# Vacuum Hose Diagram



## NewbieNX (Jan 6, 2004)

Anyone have or know where I could get a diagram of vacuum hoses for a 1990 NIssan Pulsar with a 1.6L


Thanks
Chuck


----------



## minute rice sentra (Mar 21, 2003)

I can post some, or if you'd like to purchase the factory service manual for your car I've got that too!

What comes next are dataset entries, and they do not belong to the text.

PR #1151, opened 2024-10-31
Feature/activity log for gadget

jamesrichards4:
## Context

We want to start emitting more events for the activity log. We're not sure what they are yet so we should create ways to emit messages which would correspond with the below draft design.
Screenshot 2024-10-31 at 14 17 08

Emit events for:
* Initial request - logging selected files
* Tools called - searching .govuk, searching your files...
* Results from tools called - reading wikipedia page, reading 7 snippets from your files...
* Response being generated - which model is being used

## Guidance to review

This is a skeleton of what we'll do once we have more information from UR. There's so messiness about where we want this logging layer to sit, separate nodes in the graph which we can run in parallel is neat but some of the context of what we need is intermediate information in a node. For example we can emit an activity log for the initial request in parallel as it's in the state, but looking at the results of a tool call has to be done in the tool node so we know where they came from.

Is this messy? Worth a discussion?

## Things to check


gecBurton (approved):
some of this is straying into UR/X/I territory @KevinEtchells ?

however i think at this stage we should be shipping something and then improving on it

PR #1161, opened 2024-11-04
Removed hosts from .env.example; updated dev docs to latest setup

jamesrichards4:
## Context

There are environment issues setting up Redbox for the first time and making it work in the various configurations

Remove hostnames from .env.example. In most cases hostnames will be pulled from a deployment level .env ie

.env.test overlaid with .env gives 'localhost' hostnames for unit tests and notebooks
.env.integration overlaid with .env gives docker network hostnames for CI and docker compose
.env alone gives no hostnames for use in vscode tasks which set the hosts manually to localhost for vscode launch configs

## Guidance to review

Does this interfere with other setups?

### DIFF
--- a/.env.example
+++ b/.env.example
@@ -17,7 +17,6 @@ DEV_MODE=true
 
 # === Database ===
 
-ELASTIC__HOST=elasticsearch
 ELASTIC__VERSION=8.11.0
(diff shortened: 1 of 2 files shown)


gecBurton (approved):
LGTM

You won't believe how much info they have!


----------



## NewbieNX (Jan 6, 2004)

I wouldnt mind the manual but if you could post the diagram for now I would appreciate it.


----------



## NewbieNX (Jan 6, 2004)

NewbieNX said:


> I wouldnt mind the manual but if you could post the diagram for now I would appreciate it.[/QUOT
> 
> oops forgot how much for the manual


----------



## minute rice sentra (Mar 21, 2003)

I think I'll let it go for $25 + shipping, the last time i checked they were $80 at the dealer. PM me your address and I can figure how much shipping will be. I'm looking up the diagram(s) right now.


----------



## minute rice sentra (Mar 21, 2003)

Ok, I don't have the diagram or manual for the pulsar but this is for the '89 sentra whcich has the GA16i like your XE pulsar hope these help, *EDIT* The pics are too big to post on here, PM your email address and I'll send them that way.


----------



## NewbieNX (Jan 6, 2004)

minute rice sentra said:


> Ok, I don't have the diagram or manual for the pulsar but this is for the '89 sentra whcich has the GA16i like your XE pulsar hope these help, *EDIT* The pics are too big to post on here, PM your email address and I'll send them that way.




Hey Minute Rice Thanks , Thanks, Thanks


----------



## minute rice sentra (Mar 21, 2003)

No problem!


----------